═════ Exercise input

PR #27827, opened 2019-08-22
Fix gcc9 warnings L1Trigger/GlobalCaloTrigger

mrodozov:
#### PR description:

Fix warnings in L1Trigger/GlobalCaloTrigger

#### PR validation:

Builds without warnings. Added [[fallthrough]] for every "missing" break.

### DIFF
--- a/L1Trigger/GlobalCaloTrigger/test/testElectronSorter.cpp
+++ b/L1Trigger/GlobalCaloTrigger/test/testElectronSorter.cpp
@@ -305,6 +305,7 @@ void convertToGct(EmInputCandVec candidates) {
         } else {
           eta = 5;
         }
+        [[fallthrough]];
       case 3:
         phi = 0;
         if (region == 0) {
@@ -320,6 +321,7 @@ void convertToGct(EmInputCandVec candidates) {
         } else {
           eta = 3;
         }
+        [[fallthrough]];
       case 5:
         phi = 0;
         if (region == 0) {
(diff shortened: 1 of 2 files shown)


mrodozov:
please test

L1Trigger/GlobalCaloTrigger/test/testElectronSorter.cpp
```diff
@@ -305,6 +305,7 @@ void convertToGct(EmInputCandVec candidates) {
         } else {
           eta = 5;
         }
+        [[fallthrough]];
```
fabiocos: @mrodozov why ```[[fallthrough]]``` instead of ```break``` as in all the other cases? I would naively imagine it was just forgotten, looking at the code.
@rekovic could you please check?

L1Trigger/GlobalCaloTrigger/test/testElectronSorter.cpp
```diff
@@ -320,6 +321,7 @@ void convertToGct(EmInputCandVec candidates) {
         } else {
           eta = 3;
         }
+        [[fallthrough]];
```
fabiocos: same here...

mrodozov: Because with the current state the logic is to fallthrough and I was adding it where it was falling anyway. I was assuming breaks were forgotten, too, and then I've been told not to assume since the fallthrough were intentional. Some of them weren't but most were. Where they are forgotten I've added them like in here:
https://github.com/cms-sw/cmssw/pull/27856
but in other places I've been told otherwise:
https://github.com/cms-sw/cmssw/pull/27811#issuecomment-523469488
Solution was to keep the existing logic until told to change it to break by responsible's.

fabiocos: @mrodozov thanks, I see the reasoning behind, but I would like nevertheless to ask @rekovic to check and confirm that this is the intended behaviour of the code

fabiocos:
+1

fabiocos:
merge

PR #27833, opened 2019-08-23
HGCal and jets validation plots harvesting

clelange:
#### PR description:

This PR

- cleans up some commented out code in `DQMOffline/PFTau`
- improves the code style in `DQMOffline/PFTau`
- adds `hgcalPFJetValidation`, i.e. some jet-level validation plots for HGCal
- adds a harvesting script (`Validation/HGCalValidation/scripts/harvestHGCalValidationPlots.py`) for 

#### PR validation:

I produced a couple of Pytha8PtGun gluon samples and the plots came out as expected.

CC @rovere

### DIFF
--- a/DQMOffline/PFTau/interface/Benchmark.h
+++ b/DQMOffline/PFTau/interface/Benchmark.h
@@ -51,23 +51,23 @@ public:
     return (pt > ptMin_ && pt < ptMax_ && eta > etaMin_ && eta < etaMax_ && phi > phiMin_ && phi < phiMax_);
   }
 
-  virtual void setDirectory(TDirectory* dir);
+  virtual void setDirectory(TDirectory *dir);
 
   /// write to the TFile, in plain ROOT mode. No need to call this function in DQM mode
   void write();
 
 protected:
   /// book a 1D histogram, either with DQM or plain root depending if DQM_ has been initialized in a child analyzer or not.
-  //TH1F* book1D(const char* histname, const char* title,
+  //TH1F *book1D(const char *histname, const char *title,
   /// book a 1D histogram, either through IBooker or plain root
-  TH1F* book1D(DQMStore::IBooker& b, const char* histname, const char* title, int nbins, float xmin, float xmax);
+  TH1F *book1D(DQMStore::IBooker &b, const char *histname, const char *title, int nbins, float xmin, float xmax);
 
   /// book a 2D histogram, either with DQM or plain root depending if DQM_ has been initialized in a child analyzer or not.
-  //TH2F* book2D(const char* histname, const char* title,
+  //TH2F *book2D(const char *histname, const char *title,
   /// book a 2D histogram, either through IBooker or plain root
-  TH2F* book2D(DQMStore::IBooker& b,
-               const char* histname,
-               const char* title,
+  TH2F *book2D(DQMStore::IBooker &b,
+               const char *histname,
+               const char *title,
                int nbinsx,
                float xmin,
                float xmax,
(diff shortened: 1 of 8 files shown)


clelange:
FYI @apsallid

civanch:
please test

jfernan2:
@clelange are you now working as HGCAL DQM Validation developer? If so, please add your self to the corresponding e-group in:
https://twiki.cern.ch/twiki/bin/view/CMS/DQMContacts#HGCAL

jfernan2:
@clelange the PR is producing changes across several workflows, adding and modifying histograms. Can you please check in the following link if the behaviour is as expected/desired?
https://cmssdt.cern.ch/SDT/jenkins-artifacts/baseLineComparisons/CMSSW_11_0_X_2019-08-23-1100+5b3c7b/33194/dqm-histo-comparison-summary.html

civanch:
+1

clelange:
> @clelange are you now working as HGCAL DQM Validation developer? If so, please add yourself to the corresponding e-group in:
> https://twiki.cern.ch/twiki/bin/view/CMS/DQMContacts#HGCAL

@jfernan2 No, @apsallid is still the HGCal Validation contact, see https://indico.cern.ch/event/795608/sessions/302178/attachments/1809338/2954349/HGCAL_week_1_intro.pdf#page=4

Regarding the changes: I had a look at the histograms, the changes are tiny and basically only visible for packedGenParticlesValidation and slimmedElectronValidation. I think this is OK, but since the first commit of this PR that introduces the differences is based on work by @rovere I hope he or @apsallid can confirm that this is fine.

rovere:
@jfernan2 These are my observations after carefully checking the page with the comparison between before/after this PR:

* 4.53 has no visible differences (side-by-side plots have identical stat-box entries). The tool reports 8.
* 5.1 has no visible differences (plots are empty). The tool reports 4
* 9.0 same comments as 4.53. The tool reports 16.
* 25.0 same comments as 4.53. The tool reports 16.
* 135.4 same comments as 4.53. the tool reports 4.

At this point, I clearly got bored and did not check any other comparison.
I only verified that the **added** plots are indeed what they are supposed to be.

I have a few suggestions/comments:

* the comparison tool and its display integrated into the PR-bot is a nice addition...
* ..yet if the tool has too many false positive, the general attitude could become to not trust the report itself, which would be a pity.
* Can you please comment on how the comparison is made?
* Remove anything related to the TimerService, since that's non-reproducible almost by definition
* Add to the report (i.e. in the comparison file uploaded to the DQMGUI) the histogram with, e.g., the difference between Base_vs_PR, so that the user can immediately spot where the problems are.
* Exclude empty histograms if they both are.

fioriNTU:
@rovere @jfernan2 , I also had a quick look to the comparison. The plots added by HGCAL are produced in only four workflows, and I guess they are ok https://tinyurl.com/y6s6dlp2

The rest of the differences is due to a change of bin number is some histograms. As an example this histogram https://tinyurl.com/y3xdlrne in the base has 59 bins in the x-axis in the PR has 60. Even if it is empty a difference is found since the comparison is done bin by bin. I guess we can "+1" here

jfernan2:
@rovere thanks for your comments and feedback.
As @fioriNTU pointed out, this PR introduced changes in the number of bins for some histograms so the comparison tool is reflecting so in the rightmost link: same stats box and same entries with the new binning. The leftmost link has the original histogram which is changing and the cente one the new histogram which has changed. Empty histograms are discarded unless they change somehow. In a nutshell: it is a full bin-by-bin comparison withh all the consequences.
We believe this kind of comparison gives the full picture. Of course it can be tuned further: removing anything related to TimerService is nasty and we have tried in the past, for the moment is left out so that it can prove that the tool is working in PRs with no real changes at all.

jfernan2:
+1
DQM Changes seem to be those expected for this PR

fabiocos:
+1

schneiml:
@rovere A quick check on the reported difference in `ParticleFlow/packedGenParticlesValidation/CompWithGenParticles/delta_et_VS_et_` in wf 9.0 shows that it is not a false positive, that plot grew one more row of bins in this PR. 

Changes in binning are potentially quite significant changes, and the tool is perfectly correct to report this change. We probably would not have noticed otherwise.

rovere:
Ciao Marcel,
I understand. I was suggesting to present it in a cleaner way since a
change in empty or non-used bins is not easy to spot by eye.


Ciao and thanks,
-- Marco.

___________
Marco Rovere
Marco.Rovere@cern.ch
CERN EP-CMG | room 40 3-A28 | tel +41227671209 (71209)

══════════

**Exercise details**
Look through the entries for the string "expected". Every line that has it belongs in the answer.

**Reply**
I produced a couple of Pytha8PtGun gluon samples and the plots came out as expected.
@clelange the PR is producing changes across several workflows, adding and modifying histograms. Can you please check in the following link if the behaviour is as expected/desired?
DQM Changes seem to be those expected for this PR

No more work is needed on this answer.